↓↓↓

PR #62, opened 2018-06-11
Remove PerfCounter and ScopedPerfCounter

fredemmott:
- `--xhprof` provides better data
- this improves code readability

Downside: `--xhprof` is significantly slower at runtime. I think it's
worth it to avoid having profiling calls spread throughout everything.


fredemmott:
@bradleyhd , @johanoskarsson : what do you think about this?

johanoskarsson:
I'm fine with just using xhprof for the linting profiling. I'm not sure if this would make it harder to monitor/performance tune CI runs of the linter but we haven't had any issues with these yet.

↑↑↑

- **Brief**: Using the listing above, show every line that includes the string "profiling".

- **Output of the exercise**:
worth it to avoid having profiling calls spread throughout everything.
I'm fine with just using xhprof for the linting profiling. I'm not sure if this would make it harder to monitor/performance tune CI runs of the linter but we haven't had any issues with these yet.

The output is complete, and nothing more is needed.